現在位置:
  1. asahi.com
  2. ニュース
  3. ビジネス・経済
  4. コラム
  5. 経済を読む
  6. 記事

黒字企業、1000社台回復 東証1部3月期、2年ぶり

2010年6月11日0時19分

図:  拡大  

表:  拡大  

 東京証券取引所第1部に上場する企業の2010年3月期決算がすべて発表された。朝日新聞が1342社を集計した結果、純損益で赤字の企業が前期からほぼ半減し、黒字企業が2年ぶりに1千社台を回復した。純利益の上位には通信や金融などが目立つ一方、輸出関連企業はリーマン・ショック前の業績に遠く、「回復途上」色が濃い。

 1342社の純損益を単純合計すると9兆4932億円。前期は3兆4094億円の赤字だった。ただ、リーマン・ショック前の08年3月期が黒字21兆4551億円で、黒字水準は半分以下にとどまる。

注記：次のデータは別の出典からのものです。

PR #164, opened 2023-01-18
DM-36388: Convert the PTC plotting script to a task

plazas:


python/lsst/cp/pipe/ptc/cpPlotPtcTask.py
```diff
@@ -0,0 +1,1522 @@
...
+        topPlot=False,
+    ):
+        """Plot C_ij/mu vs mu.
+
+        Figs. 8, 10, and 11 of Astier+19
+
+        Parameters
+        ----------
+        i : `int`
+            Covariane lag
```
aferte, line 785: typo and full stop to add here and below.

aferte (changes requested):
Typo to fix otherwise looks great

python/lsst/cp/pipe/ptc/cpPlotPtcTask.py
```diff
@@ -0,0 +1,1522 @@
...
+    camera = cT.PrerequisiteInput(
+        name="camera",
+        doc="Camera associated with this data.",
+        storageClass="Camera",
+        dimensions=("instrument",),
+        isCalibration=True,
+        lookupFunction=lookupStaticCalibration,
+    )
+    # ptcFitType = "FULLCOVARIANCE" produces 12 plots
+    ptcPlot1 = cT.Output(
```
czwa, line 73: Can you name these (or at least the output `dataset_type_name`) something more explicit, so that the on-disk file and the butler have something more human readable?  I'm not as worried about the internal usage, but being able to select a plot without having to look up if I want to look at `ptcPlot4` or `ptcPlot5` seems useful.

python/lsst/cp/pipe/ptc/cpPlotPtcTask.py
```diff
@@ -0,0 +1,1522 @@
...
+
+        Parameters
+        ----------
+        filenameFull : `str`
+            File name, including full path.
+        figDict : `dict` [`int`, `~matplotlib.figure.Figure]
+            Dictionary, keyed by an integer index, of
+            matplotlib PTC figures.
+        """
+        with PdfPages(filenameFull) as pdfPages:
```
czwa, line 276: This may need a try/except block;  I don't know if this will run correctly on a fully virtualized/cloud/etc node.  You can probably skip it for now, but if this gets added to a more involved pipeline definition it might cause issues.

python/lsst/cp/pipe/ptc/cpPlotPtcTask.py
plazas: I wanted to be able to plot all the individual files with a loop, something like this: 

from IPython.display import Image, display
detector = 55
for i in range(1,10):
    ref = butler.registry.findDataset(f'ptcPlot{i}', detector=detector)
    uri = butler.getURI(ref)
    display(Image(data=uri.read()))
    
I had also considered giving them more meaningful names. I can do that and will document the names in the ticket so the user can still do a loop like the above.

python/lsst/cp/pipe/ptc/cpPlotPtcTask.py
plazas: mm, so should I just delete this PDF option? I just wanted to keep the option of having a single PDF, which was convenient before for the original script.

plazas: I decided to delete this altogether, so it's more in line with the standards.  The user can make a PDF from a notebook using the retrieved PNGs.

python/lsst/cp/pipe/ptc/cpPlotPtcTask.py
aferte: Thanks, I had similar thoughts. Looks great now

aferte (approved):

 黒字だった企業数は1081社で、09年3月期より27%増え、全体の8割に達したものの、1200社台だった08年3月期には及ばない。赤字は260社で同49%減った。

 純利益1位はNTTドコモ、2位はNTT。前期は1位と2位が逆で、子会社のドコモが親会社を抜いた。情報通信では、KDDIも減益ながら10位に入った。

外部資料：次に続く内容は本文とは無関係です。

PR #166, opened 2023-01-20
DM-37643: ci_cpp_gen3 fails on cpPtcExtract when noise is None

czwa:
Use NaN instead of None to prevent potential serialization issues.

### DIFF
--- a/python/lsst/cp/pipe/ptc/cpExtractPtcTask.py
+++ b/python/lsst/cp/pipe/ptc/cpExtractPtcTask.py
@@ -756,9 +756,9 @@ class PhotonTransferCurveExtractTask(pipeBase.PipelineTask):
         if correctionType not in ['NONE', 'SIMPLE', 'FULL']:
             raise RuntimeError("Unknown correction type: %s" % correctionType)
 
-        if correctionType != 'NONE' and readNoise is None:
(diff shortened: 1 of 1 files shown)


python/lsst/cp/pipe/ptc/cpExtractPtcTask.py
```diff
@@ -756,9 +756,9 @@ def getGainFromFlatPair(self, im1Area, im2Area, imStatsCtrl, mu1, mu2,
         if correctionType not in ['NONE', 'SIMPLE', 'FULL']:
             raise RuntimeError("Unknown correction type: %s" % correctionType)
 
-        if correctionType != 'NONE' and readNoise is None:
+        if correctionType != 'NONE' and not np.isfinite(readNoise):
```
plazas, line 759: Why ``np.isfinite`` instead of ``np.isnan``? Just curious, I guess that, for this case, they work the same?

plazas (approved):
Looks good.

python/lsst/cp/pipe/ptc/cpExtractPtcTask.py
czwa: No particular reason.  `isfinite` catches other values that aren't plausible as well, but there are other impossible values (negative values).  I'm going to leave it for now.

PR #167, opened 2023-02-07
DM-37902: Mask edges at the AMP level as default when calculating the PTC

plazas:


plazas:
> When I ran this, I also included isr:doSuspect=True, because the default is False. But I see you are doing it in the ptcExtract task instead of the isr task. So then the doSuspect=True is not needed, is that correct?
@craiglagegit  We can add this to the isr part of the pipeline in the new yaml file I created. Why is this option needed?

craiglagegit:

 携帯電話と同じく内需型の金融機関は、急回復した。前期は赤字だった3メガバンクが、そろって上位10位以内に入った。みずほフィナンシャルグループ(FG)の純損益は8千億円も改善し、改善幅は全社でトップだった。

 東京電力は15位、関西電力が19位で、電力の復活も目につく。東電は07年の地震で柏崎刈羽原子力発電所が停止し、08年3月期は1501億円の純損失となり、全社で最も赤字幅が大きかった。しかし昨年、一部が運転再開したことで燃料費が大幅に減り、損益が改善した。商社も健闘。前期は3位だった三菱商事は、減益ながら5位を維持した。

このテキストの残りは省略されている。